━━━ GIVEN RECORDS

PR #3654, opened 2024-02-28
feat(headless/commerce): allow purchasing from cart controller

sallainCoveo:
Jira: https://coveord.atlassian.net/browse/LENS-1498

This branch is to add an action to log the `ec.purchase` when the `purchase` function from the CartController is called. 

Demo on Barca sports (linked to this local build)

https://github.com/coveo/ui-kit/assets/58052881/9f713808-f7d0-4a6c-b16f-c117fb06c411

Open question: it would be consistent to emit a `ec.purchase` event wih an empty array of product (you basically buy nothing), it would be a valid event. Do we have some situations that it does make sense, or should we update the schema?


packages/headless/src/controllers/commerce/context/cart/headless-cart.ts
```diff
@@ -173,8 +178,20 @@ export function buildCart(engine: CommerceEngine, props: CartProps = {}): Cart {
       }
     },
 
-    purchase(_transactionId: string, _transactionRevenue: number) {
-      // TODO LENS-1498: log ec.purchase with all products in cart.
+    purchase(transactionId: string, transactionRevenue: number) {
```
samisayegh, line 181: Is it worth making the arguments an object, since we might ask for more details about the transaction in the future? e.g. shipping and taxes.

packages/headless/src/controllers/commerce/context/cart/headless-cart.ts
```diff
@@ -173,8 +178,20 @@ export function buildCart(engine: CommerceEngine, props: CartProps = {}): Cart {
...
+        ({quantity, ...product}) => ({quantity, product})
+      );
+      const transaction = {id: transactionId, revenue: transactionRevenue};
+
+      const payload: Ec.Purchase = {
+        currency,
+        products,
+        transaction,
+      };
+      engine.relay.emit('ec.purchase', payload);
```
samisayegh, line 193: Nice to see this, seems much simpler to dispatching an action. Is the rest of headless moving to this pattern?

samisayegh (approved):

packages/headless/src/controllers/commerce/context/cart/headless-cart.ts
olamothe: Problem with this is that there's a significant amount of logic embedded in the controller to emit a proper purchase event.

Versus a more "self enclosed" function which would get access to the state to do this job. And so it becomes less portable.

packages/headless/src/controllers/commerce/context/cart/headless-cart.ts
sallainCoveo: IMO, yes. The only concern I have is it will cause an error in Barca sports. Should it be identify as a breaking change?

samisayegh: Yep, if we make this adjustment, it would be considered a breaking change. The window to make these freely will soon be closing but I think it's still open,

sallainCoveo: This [commit](https://github.com/coveo/ui-kit/pull/3654/commits/caf3117d46a62caea8cda7c6e3e6550e2ea0cf60) contains this change (I'm open to keep it or revert it).

packages/headless/src/controllers/commerce/context/cart/headless-cart.ts
sallainCoveo: I'm not too sure how to interpret this to be honest. Are you suggesting that the logic (and function) shouldn't be part of the controller? Is there a preferred pattern for these kind of actions?

I wanted to mention that I'm not sure we can rely fully on the state (at least for now) for some of the events. For example, if we want to know whether we "add" or "remove" an item from the cart, we have to compare the item quantity from state vs the item we are updating. Maybe it means we could have functions in which we pass some arguments when required, but the rest is from the state or we have to update the state.

sallainCoveo: Ok I think I have a better understanding, and I agree (especially to avoid DRY code). 

I'm not sure there an obvious answer, but let's say that we introduce this flow with this PR, at which level of the package should we implement these functions? It seems to me it would be part of the `CoreEngine` (because Relay is LOBs agnostic), but it seems a little bit too high level (and I'm not sure an implementer expect to have these functions availables either).

sallainCoveo: I just want to confirm that I understand the idea:
We add a Redux action (for example `purchaseItems`) within the `cart-action` file. Then, we add a `.addCase` within the `cart-slices` file to adress this action (clear the items + send the analytics). I had a discussion with @samisayegh to figure out how we can tackle this one (which diverge from the initial suggestion), and we came with four options:

OPTION A:  We set some kind of helper method in which we pass the engine and the transaction as parameters. That way, we have a reusable function, we can use the relay instance to emit the function and we dispatch only one action ('purchaseItems'). The downpoint, the action does not emit the EP event.

OPTION B: We set two actions; one using the `makeAnalyticsActions` to emit the `ec.purchase` event and one to clear the items in the cart `purchaseItems`. It is not aligned with this Redux [recommendation](https://redux.js.org/style-guide/#avoid-dispatching-many-actions-sequentially), but the analytics action should not impact the UI. However, if a reducer could listen to a makeAnalyticsActions' function (within `addCase`) we could avoid two actions :eyes: .

OPTION C: We use the `buildThunkExtraArguments` function to set Relay as the apiClient (in the commerce engine), and we make an `AsyncThunkAction` for `purchaseItems`. This option will allow us to emit an EP event within the action + empty the cart. However, it would mean that the action is async (even if it's not necessary) and we have to make sure that the Relay's instance is dynamic (if we set the apiClient once, it increases the risk to have out-of-sync configurations).

OPTION D: We pass all necessary arguments to construct the event payload and create an instance of relay in the action's payload (so we pass the transaction, the currency and the configuration state). In this [recommendation](https://redux.js.org/style-guide/#put-as-much-logic-as-possible-in-reducers), we should add as much logic as possible within the reducer. However, it seems to me that the arguments we pass in the payload wouldn't have an impact on the cart state, so I'm not sure the recommendation applies in that case.

Obviously, I might have miss some relevant points on how the project is structured and works (there's probably more option), so your input is more than welcome on how we should implement this action. But, if I had to pick an option, I would lean towards option(s) A or B (B especially if a reducer can be set with an analytics' function).

louis-bompart: Mh, this is a tricky matter, I don't want to rush a decision.
As @olamothe mentioned this change can be done without any impact to this controller.
So let's scope this issue out for now.

louis-bompart (approved):

louis-bompart:
I did some experiment #3693 is the result.
IMO the ThunkAction is the way.
I was mistaken when I said "let's send the analytic in the reducer" as it goes against https://redux.js.org/style-guide/#reducers-must-not-have-side-effects. (which is a big nono)

Instead, after reading a bunch on RTKQ and AsyncThunk, I concluded that an AsyncThunk is the lesser evil.

I think it fit the bill too:
 - Users could use it outside of a cartController, it's just that _if_ they have a cartController, it'll do the 'setItems([]) as well.

packages/headless/src/controllers/commerce/context/cart/headless-cart.ts
```diff
@@ -90,10 +90,9 @@ export interface Cart extends Controller {
   /**
    * Emits an `ec.purchase` analytics event and then empties the cart without emitting any additional events.
    *
-   * @param transactionId - The transaction ID.
-   * @param transactionRevenue - The total revenue from the transaction, including taxes, shipping, and discounts.
+   * @param transaction - The object with the id and the total revenue from the transaction, including taxes, shipping, and discounts.
    */
-  purchase(transactionId: string, transactionRevenue: number): void;
+  purchase(transaction: {id: string; revenue: number}): void;
```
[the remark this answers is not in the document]
sallainCoveo: Do you think the transaction interface will be used in other circumstances than emitting an event? I'm asking, because I wonder if it should be added to the @coveo/relay-event-types package

PR #3655, opened 2024-02-28
chore(quantic): replace xml2json with xml2js

erocheleau:
SFINT-5396

Replace the obsolete package xml2json with xml2js, a package that seems to have more usage and is up-to-date.

Compare the result of both functions

Above: xml2json (before)
Below: xml2js (now)

_And we only use `apiVersion`, `isExposed` and `targets.target` in the script `publish.js` which creates jsdoc for the components._

image


SimonMilord (approved):

mmitiche (approved):
LGTM 👍

fbeaudoincoveo (approved):

louis-bompart:
Will require https://github.com/coveo/ui-kit/pull/3659

olamothe (approved):

PR #3658, opened 2024-02-29
feat(headless): expose relay on the engine

louis-bompart:
- Refactor the configureAnalytics & getAnalyticsSource
  - Make them into memoized selectors to shave off some computing
- Exposes Relay onto the engine.

KIT-3018

### DIFF
--- a/packages/headless/src/api/analytics/analytics-relay-client.test.ts
+++ b/packages/headless/src/api/analytics/analytics-relay-client.test.ts
@@ -1,8 +1,10 @@
 import {createRelay} from '@coveo/relay';
 import {createMockState} from '../../test/mock-state';
 import {getRelayInstanceFromState} from './analytics-relay-client';
+import {getAnalyticsSource} from './analytics-selectors';
 
 jest.mock('@coveo/relay');
+jest.mock('./analytics-selectors');
 
 describe('#getRelayInstanceFromState', () => {
   const mockedCreateRelay = jest.mocked(createRelay).mockImplementation(() => ({
@@ -14,6 +16,10 @@ describe('#getRelayInstanceFromState', () => {
     updateConfig: jest.fn(),
     version: 'test',
   }));
+
+  beforeEach(() => {
+    jest.mocked(getAnalyticsSource).mockReturnValue(['baguette']);
+  });
 
   afterEach(() => {
     jest.clearAllMocks();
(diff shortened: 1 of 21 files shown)


packages/headless/src/api/analytics/analytics-relay-client.test.ts
```diff
@@ -0,0 +1,35 @@
...
+  it('creates a Relay client properly and returns it', () => {
+    const state = createMockState();
+
+    const relay = getRelayInstanceFromState(state);
+
+    expect(mockedCreateRelay).toHaveBeenCalledWith({
+      url: state.configuration.analytics.nextApiBaseUrl,
+      token: state.configuration.accessToken,
+      trackingId: state.configuration.analytics.trackingId,
+      source: expect.arrayContaining([]),
```
olamothe, line 31: Shouldn't there be something in the array ? Like `@coveo/headless@unit-testing-version` (from createMockState()) ?

packages/headless/src/app/engine.test.ts
```diff
@@ -259,4 +261,23 @@ describe('engine', () => {
...
   });
+
+  it('should exposes a Relay instance', () => {
+    const engine = initEngine();
+    expect(engine.relay).toBeDefined();
+  });
+
+  it('should return the same instance of Relay if the state has not changed', () => {
+    const engine = initEngine();
+    expect(engine.relay).toBe(engine.relay);
```
olamothe, line 272: That seems like a useless test 🤔  ?

louis-bompart: Not really: This test shows that if we call the relay getter twice for a given state, we get the same instance of Relay.

packages/headless/src/api/analytics/analytics-relay-client.test.ts
louis-bompart: 👍 tested through isolation

packages/headless/src/app/engine.test.ts
olamothe: Ok I understand. 
Then maybe just a small comment that explains this would help future readers

olamothe (approved):

packages/headless/src/app/engine.test.ts
```diff
@@ -259,4 +261,23 @@ describe('engine', () => {
       });
     });
   });
+
+  it('should exposes a Relay instance', () => {
+    const engine = initEngine();
+    expect(engine.relay).toBeDefined();
+  });
+
+  it('should return the same instance of Relay if the state has not changed', () => {
```
louis-bompart, line 270:
```suggestion
  it('should return the exact same instance of Relay if the state has not changed between two calls to engine.relay', () => {
```

Spuffynism (approved):

PR #94, opened 2017-04-06
Create needed paths for MSI and OSX packages deployment

mafraba:
Create the needed paths in MSI and OSX before deploying the same way it's done for the rest of the packages.

@reviewbybees esp @armfergom


oleg-nenashev:
Is there a JIRA issue for it?

PR #95, opened 2017-04-13
[JENKINS-43495] - Updated Java dependency to Java 8

oleg-nenashev:
Tested the behavior is correct on:

* openjdk-8-jdk - ok
* openjdk-8-jre - ok
* Oracle JDK 8 /latest  ok
* openjdk-7-jdk - fails (as designed)
* openjdk-7-jre - fails (as designed)

https://issues.jenkins-ci.org/browse/JENKINS-43495

@reviewbybees @batmat

### DIFF
--- a/deb/build/debian/control
+++ b/deb/build/debian/control
@@ -8,7 +8,7 @@ Homepage: @@HOMEPAGE@@
 
 Package: @@ARTIFACTNAME@@
 Architecture: all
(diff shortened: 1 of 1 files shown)


oleg-nenashev:
Yes, I raised the issue to Windows. There is also a problem with OpenSUSE
tests at least

oleg-nenashev:
@reviewbybees done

━━━━━━

-- YOUR OBJECTIVE --
Among the entries above, determine how many lines contain "quantity", then output only that number.

-- ANSWER TO THIS PROBLEM --
2